TASK INSTRUCTIONS:
Take the lines below beginning at the line that has "Shadowner: That's what" and stopping after the line that has "the tests working?", and print them exactly as they are, with no other lines.
==== SOURCE DATA
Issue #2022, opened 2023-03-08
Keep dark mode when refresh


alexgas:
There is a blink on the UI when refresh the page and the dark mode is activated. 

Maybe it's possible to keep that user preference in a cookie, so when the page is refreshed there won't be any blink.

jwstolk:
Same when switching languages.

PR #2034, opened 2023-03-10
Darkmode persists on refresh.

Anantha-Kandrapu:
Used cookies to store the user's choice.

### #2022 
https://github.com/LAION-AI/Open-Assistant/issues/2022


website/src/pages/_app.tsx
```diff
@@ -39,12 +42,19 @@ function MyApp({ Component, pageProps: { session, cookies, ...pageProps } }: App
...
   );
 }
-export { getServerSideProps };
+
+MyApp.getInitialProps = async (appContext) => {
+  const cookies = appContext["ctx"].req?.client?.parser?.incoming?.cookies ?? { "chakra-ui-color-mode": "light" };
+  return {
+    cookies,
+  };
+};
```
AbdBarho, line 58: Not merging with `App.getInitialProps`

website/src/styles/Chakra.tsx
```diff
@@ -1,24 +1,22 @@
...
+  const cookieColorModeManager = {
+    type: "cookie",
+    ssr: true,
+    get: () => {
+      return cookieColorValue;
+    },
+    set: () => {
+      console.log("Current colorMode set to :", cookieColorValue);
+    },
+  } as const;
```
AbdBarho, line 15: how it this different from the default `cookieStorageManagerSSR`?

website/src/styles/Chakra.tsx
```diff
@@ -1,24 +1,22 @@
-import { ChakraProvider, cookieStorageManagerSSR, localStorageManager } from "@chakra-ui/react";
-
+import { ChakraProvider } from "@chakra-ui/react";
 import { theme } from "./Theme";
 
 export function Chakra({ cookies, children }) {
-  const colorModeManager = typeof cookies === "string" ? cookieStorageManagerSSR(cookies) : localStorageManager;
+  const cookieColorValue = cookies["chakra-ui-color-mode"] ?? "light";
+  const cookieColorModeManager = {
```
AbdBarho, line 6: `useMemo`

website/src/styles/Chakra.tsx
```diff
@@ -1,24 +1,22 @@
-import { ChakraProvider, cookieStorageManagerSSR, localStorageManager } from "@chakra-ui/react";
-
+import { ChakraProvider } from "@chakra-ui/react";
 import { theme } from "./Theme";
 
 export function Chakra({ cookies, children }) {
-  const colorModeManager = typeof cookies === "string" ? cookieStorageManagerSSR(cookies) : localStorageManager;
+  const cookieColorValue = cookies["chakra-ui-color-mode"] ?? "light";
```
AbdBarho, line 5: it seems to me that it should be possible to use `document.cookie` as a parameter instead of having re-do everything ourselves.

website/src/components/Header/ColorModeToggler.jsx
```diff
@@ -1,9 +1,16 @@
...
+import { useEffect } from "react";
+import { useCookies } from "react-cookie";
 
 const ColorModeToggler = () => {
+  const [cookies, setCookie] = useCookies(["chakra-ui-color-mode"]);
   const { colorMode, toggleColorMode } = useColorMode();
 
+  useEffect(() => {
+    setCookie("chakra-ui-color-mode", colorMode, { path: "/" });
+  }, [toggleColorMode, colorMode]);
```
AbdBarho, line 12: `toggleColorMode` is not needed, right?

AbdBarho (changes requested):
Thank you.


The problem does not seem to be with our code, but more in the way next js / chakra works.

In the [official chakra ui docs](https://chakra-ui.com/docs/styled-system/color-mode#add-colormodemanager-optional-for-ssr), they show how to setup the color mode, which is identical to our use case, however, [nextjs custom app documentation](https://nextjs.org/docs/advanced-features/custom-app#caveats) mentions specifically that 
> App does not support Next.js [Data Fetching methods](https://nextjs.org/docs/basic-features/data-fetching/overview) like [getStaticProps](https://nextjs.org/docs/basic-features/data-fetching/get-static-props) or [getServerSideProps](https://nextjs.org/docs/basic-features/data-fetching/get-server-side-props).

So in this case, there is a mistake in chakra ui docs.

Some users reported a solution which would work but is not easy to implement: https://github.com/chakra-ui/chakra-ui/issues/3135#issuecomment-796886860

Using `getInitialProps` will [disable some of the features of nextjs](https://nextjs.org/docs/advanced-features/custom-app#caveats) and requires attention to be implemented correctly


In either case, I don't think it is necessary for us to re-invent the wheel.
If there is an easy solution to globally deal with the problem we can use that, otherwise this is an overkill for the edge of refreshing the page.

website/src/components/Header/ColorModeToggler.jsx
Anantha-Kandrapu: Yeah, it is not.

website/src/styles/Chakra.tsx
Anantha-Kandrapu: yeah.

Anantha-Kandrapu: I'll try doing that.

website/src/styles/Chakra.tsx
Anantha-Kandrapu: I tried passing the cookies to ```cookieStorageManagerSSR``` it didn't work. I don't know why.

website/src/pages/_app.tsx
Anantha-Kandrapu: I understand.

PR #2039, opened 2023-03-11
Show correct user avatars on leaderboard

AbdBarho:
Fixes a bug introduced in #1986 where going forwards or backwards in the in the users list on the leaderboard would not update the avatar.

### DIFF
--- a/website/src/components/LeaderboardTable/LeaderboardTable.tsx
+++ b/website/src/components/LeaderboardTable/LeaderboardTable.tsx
========
==== SOURCE DATA
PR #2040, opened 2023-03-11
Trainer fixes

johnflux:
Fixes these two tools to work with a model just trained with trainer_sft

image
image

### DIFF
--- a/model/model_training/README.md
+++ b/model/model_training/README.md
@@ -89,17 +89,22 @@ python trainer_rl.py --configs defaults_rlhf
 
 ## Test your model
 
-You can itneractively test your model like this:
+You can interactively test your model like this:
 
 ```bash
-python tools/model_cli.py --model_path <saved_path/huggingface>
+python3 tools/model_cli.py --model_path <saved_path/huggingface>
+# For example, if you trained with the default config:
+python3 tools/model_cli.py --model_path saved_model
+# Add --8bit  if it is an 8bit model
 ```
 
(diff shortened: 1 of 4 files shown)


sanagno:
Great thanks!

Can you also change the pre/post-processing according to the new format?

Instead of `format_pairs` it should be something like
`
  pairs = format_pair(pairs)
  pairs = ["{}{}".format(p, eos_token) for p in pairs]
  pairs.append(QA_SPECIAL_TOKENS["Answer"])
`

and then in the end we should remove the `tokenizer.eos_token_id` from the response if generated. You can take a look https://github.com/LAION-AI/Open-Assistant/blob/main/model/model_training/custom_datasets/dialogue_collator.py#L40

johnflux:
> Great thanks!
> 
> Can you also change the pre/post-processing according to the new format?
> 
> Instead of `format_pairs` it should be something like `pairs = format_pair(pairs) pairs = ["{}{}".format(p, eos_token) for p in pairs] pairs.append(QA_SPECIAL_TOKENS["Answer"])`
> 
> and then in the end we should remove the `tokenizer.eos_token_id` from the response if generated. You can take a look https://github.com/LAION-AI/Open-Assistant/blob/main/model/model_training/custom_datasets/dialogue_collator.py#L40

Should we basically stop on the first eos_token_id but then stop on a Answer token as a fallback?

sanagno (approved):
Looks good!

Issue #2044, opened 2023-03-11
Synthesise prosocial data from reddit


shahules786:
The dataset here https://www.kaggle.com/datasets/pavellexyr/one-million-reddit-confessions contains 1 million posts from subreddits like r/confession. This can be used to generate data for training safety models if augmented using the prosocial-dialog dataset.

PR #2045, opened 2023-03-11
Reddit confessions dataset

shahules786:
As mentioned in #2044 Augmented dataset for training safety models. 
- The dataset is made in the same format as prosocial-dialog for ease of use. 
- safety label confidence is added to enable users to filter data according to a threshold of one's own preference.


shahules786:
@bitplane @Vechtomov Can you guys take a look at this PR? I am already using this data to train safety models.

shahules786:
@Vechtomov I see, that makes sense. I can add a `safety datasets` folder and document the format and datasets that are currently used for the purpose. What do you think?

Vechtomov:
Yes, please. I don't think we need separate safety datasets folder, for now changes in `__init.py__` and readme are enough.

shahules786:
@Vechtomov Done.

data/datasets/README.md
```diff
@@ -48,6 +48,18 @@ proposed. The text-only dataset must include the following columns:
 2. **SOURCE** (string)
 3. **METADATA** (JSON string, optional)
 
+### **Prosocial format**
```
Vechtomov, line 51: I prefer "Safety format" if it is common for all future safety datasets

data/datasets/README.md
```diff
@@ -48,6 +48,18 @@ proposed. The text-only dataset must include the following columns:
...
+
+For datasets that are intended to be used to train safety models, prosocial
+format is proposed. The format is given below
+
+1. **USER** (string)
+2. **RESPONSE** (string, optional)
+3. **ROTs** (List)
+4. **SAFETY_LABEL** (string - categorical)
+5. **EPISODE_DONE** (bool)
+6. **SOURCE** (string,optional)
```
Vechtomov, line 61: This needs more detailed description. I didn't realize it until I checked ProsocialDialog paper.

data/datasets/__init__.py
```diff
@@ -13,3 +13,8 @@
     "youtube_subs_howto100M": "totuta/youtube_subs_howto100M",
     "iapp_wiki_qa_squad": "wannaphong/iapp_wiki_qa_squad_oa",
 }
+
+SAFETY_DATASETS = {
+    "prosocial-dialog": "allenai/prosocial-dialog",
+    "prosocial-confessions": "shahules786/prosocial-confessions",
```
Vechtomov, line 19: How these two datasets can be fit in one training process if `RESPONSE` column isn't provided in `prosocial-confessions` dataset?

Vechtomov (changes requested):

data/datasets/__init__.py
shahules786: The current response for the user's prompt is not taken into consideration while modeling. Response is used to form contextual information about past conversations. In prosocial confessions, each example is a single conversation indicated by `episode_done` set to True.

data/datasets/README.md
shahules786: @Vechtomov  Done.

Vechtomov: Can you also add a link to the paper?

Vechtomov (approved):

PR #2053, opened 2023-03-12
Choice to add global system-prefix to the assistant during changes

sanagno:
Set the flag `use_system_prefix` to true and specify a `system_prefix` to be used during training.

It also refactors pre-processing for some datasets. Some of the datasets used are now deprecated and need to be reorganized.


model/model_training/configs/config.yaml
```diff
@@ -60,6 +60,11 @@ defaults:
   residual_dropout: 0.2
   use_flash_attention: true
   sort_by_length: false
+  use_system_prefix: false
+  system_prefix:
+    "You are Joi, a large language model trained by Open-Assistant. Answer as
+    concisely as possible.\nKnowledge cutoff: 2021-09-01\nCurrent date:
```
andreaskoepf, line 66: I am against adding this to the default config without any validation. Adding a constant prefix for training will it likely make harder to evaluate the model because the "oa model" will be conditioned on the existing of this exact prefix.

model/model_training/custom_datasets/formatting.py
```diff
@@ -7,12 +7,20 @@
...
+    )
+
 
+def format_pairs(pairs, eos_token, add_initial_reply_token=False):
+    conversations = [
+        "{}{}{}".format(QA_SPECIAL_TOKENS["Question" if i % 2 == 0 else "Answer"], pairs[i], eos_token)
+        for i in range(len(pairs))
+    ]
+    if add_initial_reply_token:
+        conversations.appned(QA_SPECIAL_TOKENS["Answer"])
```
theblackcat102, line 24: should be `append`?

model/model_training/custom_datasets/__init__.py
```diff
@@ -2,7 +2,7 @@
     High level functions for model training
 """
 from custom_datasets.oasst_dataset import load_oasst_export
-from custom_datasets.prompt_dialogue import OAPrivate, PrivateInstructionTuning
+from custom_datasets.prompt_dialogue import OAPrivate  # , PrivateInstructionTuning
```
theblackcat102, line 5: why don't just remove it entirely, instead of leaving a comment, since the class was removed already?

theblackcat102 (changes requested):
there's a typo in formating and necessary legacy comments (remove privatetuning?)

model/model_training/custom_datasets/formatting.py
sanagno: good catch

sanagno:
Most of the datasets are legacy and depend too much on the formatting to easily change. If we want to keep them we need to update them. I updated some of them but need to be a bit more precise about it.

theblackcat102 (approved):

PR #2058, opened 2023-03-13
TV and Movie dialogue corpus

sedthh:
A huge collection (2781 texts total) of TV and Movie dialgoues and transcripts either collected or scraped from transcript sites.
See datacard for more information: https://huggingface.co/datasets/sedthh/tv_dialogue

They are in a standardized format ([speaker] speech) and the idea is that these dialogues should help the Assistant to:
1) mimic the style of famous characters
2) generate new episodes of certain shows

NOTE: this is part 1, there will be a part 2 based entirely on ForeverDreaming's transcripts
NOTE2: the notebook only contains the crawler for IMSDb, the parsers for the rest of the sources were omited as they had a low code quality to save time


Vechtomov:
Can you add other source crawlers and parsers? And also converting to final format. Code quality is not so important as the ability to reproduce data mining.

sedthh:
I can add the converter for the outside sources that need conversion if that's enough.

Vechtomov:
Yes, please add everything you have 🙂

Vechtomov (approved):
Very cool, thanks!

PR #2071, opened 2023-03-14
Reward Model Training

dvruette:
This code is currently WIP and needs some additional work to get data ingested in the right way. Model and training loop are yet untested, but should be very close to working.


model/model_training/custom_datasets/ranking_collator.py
========
==== SOURCE DATA
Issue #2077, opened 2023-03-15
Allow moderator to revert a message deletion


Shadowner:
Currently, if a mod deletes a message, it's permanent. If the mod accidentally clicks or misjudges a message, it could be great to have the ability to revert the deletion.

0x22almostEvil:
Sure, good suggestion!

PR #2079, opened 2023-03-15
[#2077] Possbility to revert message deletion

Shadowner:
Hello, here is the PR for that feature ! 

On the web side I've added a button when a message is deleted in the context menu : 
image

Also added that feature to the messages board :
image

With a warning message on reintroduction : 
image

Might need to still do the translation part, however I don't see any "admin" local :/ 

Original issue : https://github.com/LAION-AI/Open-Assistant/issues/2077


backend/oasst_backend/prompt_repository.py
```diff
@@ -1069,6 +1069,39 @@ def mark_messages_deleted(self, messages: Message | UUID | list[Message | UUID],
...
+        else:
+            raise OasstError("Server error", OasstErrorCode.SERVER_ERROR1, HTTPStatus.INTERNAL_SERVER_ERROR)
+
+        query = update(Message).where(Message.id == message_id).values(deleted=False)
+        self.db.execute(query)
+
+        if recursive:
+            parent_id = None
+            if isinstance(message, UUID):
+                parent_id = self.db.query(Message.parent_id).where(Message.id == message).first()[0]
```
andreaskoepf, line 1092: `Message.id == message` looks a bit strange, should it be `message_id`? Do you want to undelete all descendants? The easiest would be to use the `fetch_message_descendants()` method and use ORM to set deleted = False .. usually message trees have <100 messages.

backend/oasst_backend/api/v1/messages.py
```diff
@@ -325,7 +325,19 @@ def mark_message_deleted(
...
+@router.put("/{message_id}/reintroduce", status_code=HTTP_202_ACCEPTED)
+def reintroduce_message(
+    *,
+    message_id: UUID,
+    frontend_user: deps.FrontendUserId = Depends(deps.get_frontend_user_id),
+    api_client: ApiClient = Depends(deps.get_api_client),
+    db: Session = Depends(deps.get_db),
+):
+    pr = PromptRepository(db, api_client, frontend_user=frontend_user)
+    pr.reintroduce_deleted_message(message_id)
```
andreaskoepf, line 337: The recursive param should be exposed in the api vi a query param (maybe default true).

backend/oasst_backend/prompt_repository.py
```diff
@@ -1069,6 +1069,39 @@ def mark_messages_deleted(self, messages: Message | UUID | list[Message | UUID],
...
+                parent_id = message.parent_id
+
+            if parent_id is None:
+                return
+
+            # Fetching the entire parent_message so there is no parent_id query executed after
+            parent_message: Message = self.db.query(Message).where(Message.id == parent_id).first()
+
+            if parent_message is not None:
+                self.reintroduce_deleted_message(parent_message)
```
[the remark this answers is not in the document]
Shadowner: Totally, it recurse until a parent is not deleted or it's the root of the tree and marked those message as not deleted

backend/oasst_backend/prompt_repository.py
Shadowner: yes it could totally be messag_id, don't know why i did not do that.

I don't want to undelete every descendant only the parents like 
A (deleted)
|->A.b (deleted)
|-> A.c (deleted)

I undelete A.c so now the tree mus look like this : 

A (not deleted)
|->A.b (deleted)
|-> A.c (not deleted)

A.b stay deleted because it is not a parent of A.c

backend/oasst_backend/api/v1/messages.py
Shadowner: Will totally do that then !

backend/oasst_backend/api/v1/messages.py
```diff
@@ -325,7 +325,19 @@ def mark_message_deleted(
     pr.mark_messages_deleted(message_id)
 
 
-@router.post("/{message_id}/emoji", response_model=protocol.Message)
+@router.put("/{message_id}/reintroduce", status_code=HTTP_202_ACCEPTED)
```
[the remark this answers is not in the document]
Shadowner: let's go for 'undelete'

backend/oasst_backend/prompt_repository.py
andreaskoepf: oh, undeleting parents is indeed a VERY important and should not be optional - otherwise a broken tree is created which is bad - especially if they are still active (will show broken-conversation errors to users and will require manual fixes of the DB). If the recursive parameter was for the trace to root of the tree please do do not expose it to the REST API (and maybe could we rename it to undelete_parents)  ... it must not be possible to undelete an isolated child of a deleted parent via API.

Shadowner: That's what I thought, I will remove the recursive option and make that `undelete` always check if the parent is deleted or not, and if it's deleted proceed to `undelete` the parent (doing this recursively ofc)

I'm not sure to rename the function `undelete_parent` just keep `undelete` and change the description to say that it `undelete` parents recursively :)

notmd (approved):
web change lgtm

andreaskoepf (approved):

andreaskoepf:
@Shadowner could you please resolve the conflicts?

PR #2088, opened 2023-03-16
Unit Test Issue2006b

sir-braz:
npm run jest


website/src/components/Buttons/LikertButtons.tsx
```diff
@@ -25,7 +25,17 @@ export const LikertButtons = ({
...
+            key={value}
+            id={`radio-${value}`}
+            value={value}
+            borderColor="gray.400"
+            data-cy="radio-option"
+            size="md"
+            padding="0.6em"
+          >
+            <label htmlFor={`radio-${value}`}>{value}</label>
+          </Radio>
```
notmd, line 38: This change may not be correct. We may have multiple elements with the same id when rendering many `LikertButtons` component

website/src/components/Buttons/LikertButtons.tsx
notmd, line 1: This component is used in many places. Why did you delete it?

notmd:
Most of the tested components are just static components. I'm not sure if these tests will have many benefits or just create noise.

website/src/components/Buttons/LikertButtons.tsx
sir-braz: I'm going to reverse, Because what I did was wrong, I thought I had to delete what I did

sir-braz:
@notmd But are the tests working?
========
SOLUTION:
Shadowner: That's what I thought, I will remove the recursive option and make that `undelete` always check if the parent is deleted or not, and if it's deleted proceed to `undelete` the parent (doing this recursively ofc)

I'm not sure to rename the function `undelete_parent` just keep `undelete` and change the description to say that it `undelete` parents recursively :)

notmd (approved):
web change lgtm

andreaskoepf (approved):

andreaskoepf:
@Shadowner could you please resolve the conflicts?

PR #2088, opened 2023-03-16
Unit Test Issue2006b

sir-braz:
npm run jest


website/src/components/Buttons/LikertButtons.tsx
```diff
@@ -25,7 +25,17 @@ export const LikertButtons = ({
...
+            key={value}
+            id={`radio-${value}`}
+            value={value}
+            borderColor="gray.400"
+            data-cy="radio-option"
+            size="md"
+            padding="0.6em"
+          >
+            <label htmlFor={`radio-${value}`}>{value}</label>
+          </Radio>
```
notmd, line 38: This change may not be correct. We may have multiple elements with the same id when rendering many `LikertButtons` component

website/src/components/Buttons/LikertButtons.tsx
notmd, line 1: This component is used in many places. Why did you delete it?

notmd:
Most of the tested components are just static components. I'm not sure if these tests will have many benefits or just create noise.

website/src/components/Buttons/LikertButtons.tsx
sir-braz: I'm going to reverse, Because what I did was wrong, I thought I had to delete what I did

sir-braz:
@notmd But are the tests working?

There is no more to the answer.